WORK TO COMPLETE → How many lines in the records below hold the word "time"? Answer with the number alone.

--- DATA LISTING Enclosed Below ---

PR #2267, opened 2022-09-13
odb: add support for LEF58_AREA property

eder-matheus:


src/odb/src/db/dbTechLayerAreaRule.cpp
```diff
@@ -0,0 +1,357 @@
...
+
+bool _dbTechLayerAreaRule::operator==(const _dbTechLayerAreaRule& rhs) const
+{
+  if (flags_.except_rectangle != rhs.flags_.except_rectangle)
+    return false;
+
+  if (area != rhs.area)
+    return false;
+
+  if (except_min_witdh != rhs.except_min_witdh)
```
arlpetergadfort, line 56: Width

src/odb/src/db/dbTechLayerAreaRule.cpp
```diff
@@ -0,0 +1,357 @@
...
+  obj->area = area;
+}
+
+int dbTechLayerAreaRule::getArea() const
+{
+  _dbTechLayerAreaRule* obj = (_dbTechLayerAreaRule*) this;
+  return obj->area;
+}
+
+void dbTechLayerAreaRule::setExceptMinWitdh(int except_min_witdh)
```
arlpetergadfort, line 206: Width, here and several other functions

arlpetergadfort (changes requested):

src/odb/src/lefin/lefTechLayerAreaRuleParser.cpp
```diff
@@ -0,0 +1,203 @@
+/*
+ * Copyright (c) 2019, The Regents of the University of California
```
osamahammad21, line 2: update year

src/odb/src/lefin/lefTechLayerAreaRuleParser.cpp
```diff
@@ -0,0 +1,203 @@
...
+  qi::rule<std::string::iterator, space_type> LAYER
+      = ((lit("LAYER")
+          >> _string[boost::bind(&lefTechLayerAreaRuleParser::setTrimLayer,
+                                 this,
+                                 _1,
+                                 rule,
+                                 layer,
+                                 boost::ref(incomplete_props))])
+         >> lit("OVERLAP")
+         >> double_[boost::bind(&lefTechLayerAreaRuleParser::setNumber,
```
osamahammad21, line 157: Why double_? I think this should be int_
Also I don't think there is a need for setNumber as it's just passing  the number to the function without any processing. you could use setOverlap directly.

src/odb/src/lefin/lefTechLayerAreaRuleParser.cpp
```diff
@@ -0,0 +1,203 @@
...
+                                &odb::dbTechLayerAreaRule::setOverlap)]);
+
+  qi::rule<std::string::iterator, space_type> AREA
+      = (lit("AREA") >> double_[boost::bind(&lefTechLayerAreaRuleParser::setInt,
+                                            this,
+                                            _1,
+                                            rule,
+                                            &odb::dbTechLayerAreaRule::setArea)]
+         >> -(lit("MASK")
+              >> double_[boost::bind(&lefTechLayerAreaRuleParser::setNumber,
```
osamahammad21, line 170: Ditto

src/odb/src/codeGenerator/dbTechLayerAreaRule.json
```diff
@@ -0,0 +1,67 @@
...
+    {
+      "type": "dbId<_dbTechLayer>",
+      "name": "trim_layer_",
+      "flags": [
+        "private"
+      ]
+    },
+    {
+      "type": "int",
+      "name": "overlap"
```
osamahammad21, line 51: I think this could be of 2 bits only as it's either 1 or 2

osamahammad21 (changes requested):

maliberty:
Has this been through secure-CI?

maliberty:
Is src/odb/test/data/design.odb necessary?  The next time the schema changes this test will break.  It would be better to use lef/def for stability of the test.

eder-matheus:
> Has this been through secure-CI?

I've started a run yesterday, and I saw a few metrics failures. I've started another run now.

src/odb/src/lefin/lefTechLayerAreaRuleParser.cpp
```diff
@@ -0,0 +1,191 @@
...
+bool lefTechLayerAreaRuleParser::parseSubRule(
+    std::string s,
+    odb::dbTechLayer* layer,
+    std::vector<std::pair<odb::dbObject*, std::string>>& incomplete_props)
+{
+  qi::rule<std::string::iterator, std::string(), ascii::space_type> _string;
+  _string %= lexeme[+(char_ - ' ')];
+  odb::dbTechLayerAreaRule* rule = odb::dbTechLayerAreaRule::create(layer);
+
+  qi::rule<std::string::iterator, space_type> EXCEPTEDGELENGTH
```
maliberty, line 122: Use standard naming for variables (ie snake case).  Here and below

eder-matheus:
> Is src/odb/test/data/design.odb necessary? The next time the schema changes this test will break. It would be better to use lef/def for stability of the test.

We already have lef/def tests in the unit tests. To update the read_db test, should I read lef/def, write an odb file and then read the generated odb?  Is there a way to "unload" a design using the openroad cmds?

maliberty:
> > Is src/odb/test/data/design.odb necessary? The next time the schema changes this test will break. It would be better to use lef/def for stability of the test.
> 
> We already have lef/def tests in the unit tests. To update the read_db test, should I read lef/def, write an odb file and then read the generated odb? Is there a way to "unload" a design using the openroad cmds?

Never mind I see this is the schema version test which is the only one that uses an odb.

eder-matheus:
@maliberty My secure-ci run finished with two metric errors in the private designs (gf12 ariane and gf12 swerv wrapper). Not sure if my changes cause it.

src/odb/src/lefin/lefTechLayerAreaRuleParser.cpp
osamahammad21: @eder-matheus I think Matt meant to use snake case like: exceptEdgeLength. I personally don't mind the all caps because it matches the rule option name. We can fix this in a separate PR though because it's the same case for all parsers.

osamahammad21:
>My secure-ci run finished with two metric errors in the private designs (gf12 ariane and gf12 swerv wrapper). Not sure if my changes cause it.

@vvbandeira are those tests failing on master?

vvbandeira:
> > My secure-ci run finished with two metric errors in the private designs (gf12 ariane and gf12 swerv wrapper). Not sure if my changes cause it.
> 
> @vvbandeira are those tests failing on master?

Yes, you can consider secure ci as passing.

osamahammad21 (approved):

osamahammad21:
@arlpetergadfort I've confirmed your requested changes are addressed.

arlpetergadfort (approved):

--- End of Enclosed DATA LISTING ---
--- DATA LISTING Enclosed Below ---

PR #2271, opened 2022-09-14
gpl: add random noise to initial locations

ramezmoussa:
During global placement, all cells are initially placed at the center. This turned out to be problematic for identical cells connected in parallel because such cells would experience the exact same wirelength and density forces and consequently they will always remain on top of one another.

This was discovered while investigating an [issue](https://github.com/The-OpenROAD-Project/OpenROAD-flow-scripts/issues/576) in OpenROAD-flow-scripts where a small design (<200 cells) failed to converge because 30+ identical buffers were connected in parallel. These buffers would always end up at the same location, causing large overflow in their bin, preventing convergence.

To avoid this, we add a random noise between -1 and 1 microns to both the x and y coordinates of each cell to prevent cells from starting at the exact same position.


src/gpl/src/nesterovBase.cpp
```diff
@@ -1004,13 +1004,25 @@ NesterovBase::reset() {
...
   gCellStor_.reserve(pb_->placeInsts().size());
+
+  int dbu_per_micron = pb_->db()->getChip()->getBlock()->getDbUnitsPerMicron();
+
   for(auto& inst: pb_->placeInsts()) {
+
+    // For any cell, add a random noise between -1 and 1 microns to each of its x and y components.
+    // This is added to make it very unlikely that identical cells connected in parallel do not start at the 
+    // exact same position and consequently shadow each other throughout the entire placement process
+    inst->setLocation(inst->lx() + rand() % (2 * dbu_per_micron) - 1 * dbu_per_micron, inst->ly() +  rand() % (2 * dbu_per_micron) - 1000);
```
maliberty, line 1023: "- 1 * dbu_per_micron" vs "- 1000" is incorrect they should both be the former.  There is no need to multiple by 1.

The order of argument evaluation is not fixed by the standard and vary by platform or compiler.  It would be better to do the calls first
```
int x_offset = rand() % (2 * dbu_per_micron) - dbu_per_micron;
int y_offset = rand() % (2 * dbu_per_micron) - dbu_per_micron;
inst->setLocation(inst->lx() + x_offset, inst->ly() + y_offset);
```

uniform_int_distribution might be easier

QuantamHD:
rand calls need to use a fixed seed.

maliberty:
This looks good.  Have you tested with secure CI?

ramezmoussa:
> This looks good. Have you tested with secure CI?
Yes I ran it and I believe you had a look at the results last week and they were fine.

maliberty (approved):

--- End of Enclosed DATA LISTING ---

SOLUTION FOR THIS TASK → 3